As a super admin I tried to list the labels of a test user using the following codes take from this link but no success:https://developers.google.com/apps-script/advanced/gmail

function listLabelInfo() {
  var response =
    Gmail.Users.Labels.list('testuser@domain.com');
  for (var i = 0; i < response.labels.length; i++) {
    var label = response.labels[i];
    Logger.log(JSON.stringify(label));
  }
}

The error I get is this Delegation denied for myaccount@domain.com (line 2, file "Code").

Per instructions on the page, I did the following:

  1. Turned on Gmail API by going to Resources > Advanced Google services....
  2. Enabled Gmail API from the API Console of this project by going to Resource > Cloud Platform Project and then click on the My Project Name - project-id-0123456789012345678
  3. Created a Service account and checked the box for Enabled G Suite Domain-Wide Delegation On the Manage API Client Access console of the domain, entered the scope https://www.googleapis.com/auth/gmail.labels against the Client ID for the Service Account created in step#3 above.
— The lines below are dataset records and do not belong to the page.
PR #934, opened 2023-11-14
Mobkitchen.co.uk is now mob.co.uk

willembasson:


jknndy:
Hi @willembasson, 

Few things needed here before we can merge in, firstly could you sync your branch with the newest version of this library? It'll fix some of the conflicts and will make things neater for the merge in. Also..

- [ ] Update the README entry to reflect the new url
- [ ] Change the classname & file names (scraper, test file, test html) to just mob to reflect the change


Let me know if you have any questions!

willembasson:
I have updated the readme, class name and test files. Think that is everything but let me know if there is anything else I missed. I have left the reference to "mobkitchen.co.uk" as it does still redirect at the moment

jknndy:
Thanks, looks great! 

I'll leave this open for a day or so in-case anyone else has anything to add before it's merged in!

jayaddison (approved):
I've nothing further to add - it looks good to me too :+1:

PR #774, opened 2023-06-30
Add support for bongeats.com

SinTan1729:

PR #938, opened 2023-11-16
Adapt to website changes for bongeats.com

SinTan1729:
I had added support for bongeats.com in #774 but they've recently changed their website's layout. This PR should make it work again.


jayaddison (approved):
Thank you for maintaining this @SinTan1729!  These updates look good to me.

PR #249, opened 2025-02-04
add issues from subconcepts to librarian concept pages

harrisonpim:
already deployed, eg https://djhoyps9k9bag.cloudfront.net/Q989.html

### DIFF
--- a/static_sites/concept_librarian/__main__.py
+++ b/static_sites/concept_librarian/__main__.py
@@ -1,4 +1,5 @@
 import shutil
+from collections import defaultdict
 from pathlib import Path
 from typing import Set
 
@@ -71,6 +72,37 @@ def main():
 
     console.log(f"Fetched {len(concepts)} concepts")
 
+    # Get recursive subconcepts for each concept
+    wikibase_id_to_subconcepts = defaultdict(set)
+    # Create lookup dict for faster access
+    wikibase_id_to_concept = {c.wikibase_id: c for c in concepts}
+
+    for concept in track(
+        concepts,
+        description="Getting recursive subconcepts",
+        transient=True,
+    ):
+        result = set()
+        wikibase_ids_to_process = set(concept.has_subconcept)
+        processed_wikibase_ids = set()
+
+        while wikibase_ids_to_process:
+            current_wikibase_id = wikibase_ids_to_process.pop()
+            if current_wikibase_id in processed_wikibase_ids:
+                continue
+
+            processed_wikibase_ids.add(current_wikibase_id)
+            if current_wikibase_id in wikibase_id_to_concept:
+                current_concept = wikibase_id_to_concept[current_wikibase_id]
+                result.add(current_concept)
+                # Add this concept's subconcepts to be processed
+                wikibase_ids_to_process.update(current_concept.has_subconcept)
+
+        wikibase_id_to_subconcepts[concept.wikibase_id] = result
+    console.log(
+        f"Built a list of subconcepts for {len(wikibase_id_to_subconcepts)} concepts"
+    )
+
     issues: list[ConceptStoreIssue] = []
     for check in [
         validate_related_relationship_symmetry,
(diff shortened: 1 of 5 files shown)


static_sites/concept_librarian/__main__.py
```diff
@@ -52,24 +51,63 @@ def get_affected_concept_ids(issues: list[ConceptStoreIssue]) -> Set[WikibaseID]
     return concept_ids
 
 
+def get_all_subconcepts(
+    concept_id: WikibaseID,
+    visited: set,
```
kdutia, line 56: **suggestion:** it's not super clear to me what the purpose of `visited` is here from this function alone. a docstring could be handy?

static_sites/concept_librarian/__main__.py
```diff
@@ -52,24 +51,63 @@ def get_affected_concept_ids(issues: list[ConceptStoreIssue]) -> Set[WikibaseID]
...
+
+    visited.add(concept_id)
+    result = set()
+
+    if concept_id not in wikibase_id_to_concept:
+        return result
+
+    current_concept = wikibase_id_to_concept[concept_id]
+
+    for subconcept_id in current_concept.has_subconcept:
```
kdutia, line 70: **suggestion:** the naming of `has_subconcept` here is unclear imo, as it returns multiple concept IDs. I saw that `related_concepts` is another property – could this be renamed to something like `subconcepts`?

static_sites/concept_librarian/__main__.py
```diff
@@ -52,24 +51,63 @@ def get_affected_concept_ids(issues: list[ConceptStoreIssue]) -> Set[WikibaseID]
...
-    concept_ids = wikibase.get_concept_ids()
-    for wikibase_id in track(
-        concept_ids,
-        description="Fetching all concepts from wikibase",
+    with console.status("Fetching all of our concepts from wikibase"):
+        concepts = wikibase.get_concepts()
+    console.log(f"✅ Fetched {len(concepts)} concepts from wikibase")
+
+    wikibase_id_to_recursive_subconcept_ids = defaultdict(lambda: set[WikibaseID]())
+    wikibase_id_to_concept = {c.wikibase_id: c for c in concepts}
```
kdutia, line 91: **suggestion:** this seems like a mapping that's useful in other places (I think I might have already used it or seen it used elsewhere?). 

could this be a `@property` in `WikibaseSession`?

static_sites/concept_librarian/__main__.py
```diff
@@ -85,10 +123,12 @@ def main():
         validate_concept_label_casing,
     ]:
         issues.extend(check(concepts))
-        console.log(f'Ran "{check.__name__}"')
+        console.log(f'🔬 Ran "{check.__name__}"')
 
     problematic_concepts = get_affected_concept_ids(issues)
-    console.log(f"Found {len(issues)} issues in {len(problematic_concepts)} concepts")
+    console.log(
+        f"❗ Found {len(issues)} issues in {len(problematic_concepts)} concepts"
```
kdutia, line 130: **polish:** could this error message call them problematic concepts, as the code does?

```suggestion
        f"❗ Found {len(issues)} issues in {len(problematic_concepts)} problematic concepts"
```

kdutia (approved):
looks great to me 😌 

as someone who's stepped away from this code a bit i had the benefit of looking at it with fresh eyes, and i've made some minor, non-blocking clarity suggestions

static_sites/concept_librarian/__main__.py
harrisonpim: good shout! will add

static_sites/concept_librarian/__main__.py
harrisonpim: this one is based on [the property name in wikibase](https://climatepolicyradar.wikibase.cloud/wiki/Property:P1) and it's eeeeeverywhere in our code at the moment. agree that it could be clearer, but i think that's something to address in a separate PR

static_sites/concept_librarian/__main__.py
harrisonpim: i think this might be too bulky to be a property (getting the concepts themselves involves making a big sequence of requests), but maybe it could be a method... will have a think

static_sites/concept_librarian/__main__.py
kdutia: sounds good to me!

static_sites/concept_librarian/__main__.py
kdutia: ah - when i wrote this i was imagining that `WikibaseSession` stores internal state of its concepts but realised that's not true. ignore me!

PR #250, opened 2025-02-05
Simplify structure of knowledge graph datasets in argilla

harrisonpim:
New system uses a single common knowledge-graph workspace, with datasets named by their QIDs. This makes it easier for us to push/pull those datasets because:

I'm still getting the same error. If I use 'me instead of 'testuser@domain.com', it shows all my labels.

What am I missing here?

Any help is greatly appreciated.

Rafiq
  • 1,380
  • 4
  • 16
  • 31
  • Are you using an actual `@gmail.com` account or exactly `testuser@domain.com`? – AL. Jun 01 '17 at 10:59
  • 'testuser@domain.com' is a dummy account. I used an actual test account of my company's Google Apps email domain. I saw a few examples for adding client ID, client secret and scopes to the project properties using some script but could not be successful. – Rafiq Jun 01 '17 at 11:15

2 Answers2

0

You cannot impersonate users from Apps Script. You cannot use a service account in apps script. The script always runs as you, not the service account.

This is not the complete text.